Мы движемся вперед в тумане и через некоторое время чувствуем, что склон стал не таким отвесным. Поднимаемся дальше, и вот под ногами плоская поверхность.

– Вы видите что‑нибудь? – спрашиваю я.

– Нет, ничего. Даже собственных ног не вижу.

– Может быть, нам взяться за руки?

– Нет, – возражает Жюль Верн. – Если впереди опасность, мы оба сразу погибнем. Лучше, наоборот, идти как можно дальше друг от друга. Я пойду первым.

Мы отправляемся дальше.

Я не вижу своих ног, но чувствую, что почва стала липкой и мягкой. Пахнет травой. Земля уходит из‑под ног, я проваливаюсь в холодную воду. Это похоже на болото.

Вдруг веревка дергается.

– Эй! Все в порядке?

Ответа нет.

Раздается всплеск и глухой удар, веревка дергается все сильнее и обвисает. Я тяну ее и вижу, что она обрублена.

– Эй! Жюль Верн! Жюль! Жюль!

Ответа нет.

Я зову снова и снова и наконец смиряюсь с тем, что он пропал. Вдруг, словно подтверждая мои опасения, раздается крик:

– СПАСАЙСЯ! БЫСТРЕЕ!

Это голос человека, написавшего «Путешествие к центру Земли».

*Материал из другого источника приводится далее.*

PR #189, opened 2019-09-24
Improve Kubernetes pod lookups

### LINKED ISSUE #187: kubernetes_metadata plugin initial pull and cache strategy issue
Hi,

Recently we noticed some intriguing behavior based on apiserver logs that raised some performance concern:

The `kubernetes_metadata` plugin at startup lists all pods **with no filter** which caused load pressure on etcd for large clusters. After startup (even though it looks like a watch has been set up), it queries the API for certain pods every minute.

Looking at the code, it looks like what the kubernetes_metadata plugin intends to do is:
1. Initially queries API to get all pods and the resource version. (The initial pull **has no filters**. Besides that, it **does not seem to add these results to cache**.)
    Related code: https://github.com/fabric8io/fluent-plugin-kubernetes_metadata_filter/blob/8a75c3d5811b6970ef7d11a42c43a74d3902b839/lib/fluent/plugin/kubernetes_metadata_watch_pods.rb#L28
2. Sets up a pod watch with that resource version and keeps updating the cache.
    Related code: https://github.com/fabric8io/fluent-plugin-kubernetes_metadata_filter/blob/8a75c3d5811b6970ef7d11a42c43a74d3902b839/lib/fluent/plugin/kubernetes_metadata_watch_pods.rb#L29
3. Only queries API again with pod name filter if the pod is not already in the cache. (In theory this should be rare, which contradicts what we saw from the log: The plugin queries the API every minute. Perhaps this is because we did not cache the results in step 1?)
    Related code: https://github.com/fabric8io/fluent-plugin-kubernetes_metadata_filter/blob/f1831d66baeee3540ca737e42b009d43c0513878/lib/fluent/plugin/kubernetes_metadata_cache_strategy.rb#L29

**Proposal**

1. In the initial "get_pods", filter by local nodes. (I noticed that in the README, it says this plugin also supports `multi-tenant`. I'm not sure if filtering by local nodes would affect that feature).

Раздается душераздирающий вопль. Крики удаляются, словно писателя унес птеродактиль.

– А‑Р‑Р‑Р‑Р‑Р!

Я застываю на месте. И начинаю медленно погружаться в трясину. Медленно бреду вперед. Я уже не знаю, где север и юг, где запад, а где восток. Чтобы не удариться о дерево, я иду, вытянув вперед руки. Чтобы не провалиться в яму, я сначала нащупываю дорогу одной ногой и только потом делаю шаг. Я на равнинном участке и не вижу склона. Вскоре я нахожу обрывок тоги Жюля Верна и догадываюсь, что хожу кругами.

Я заблудился в тумане на горном плато.

Я останавливаюсь.

Вдруг я натыкаюсь на какие‑то перья.

Наклонившись, я вижу белого лебедя с красными глазами. Он спокойно смотрит на меня и словно чего‑то ждет. Я глажу его, и он плывет вперед. Я иду за ним. Лебедь скользит по болотной воде и выходит на сухой берег.

Я по‑прежнему следую за ним. Лебедь ведет меня туда, где туман уже не такой густой. Впереди склон, нужно идти вверх. Я поднимаюсь, языки тумана остаются позади. Передо мной вершина горы.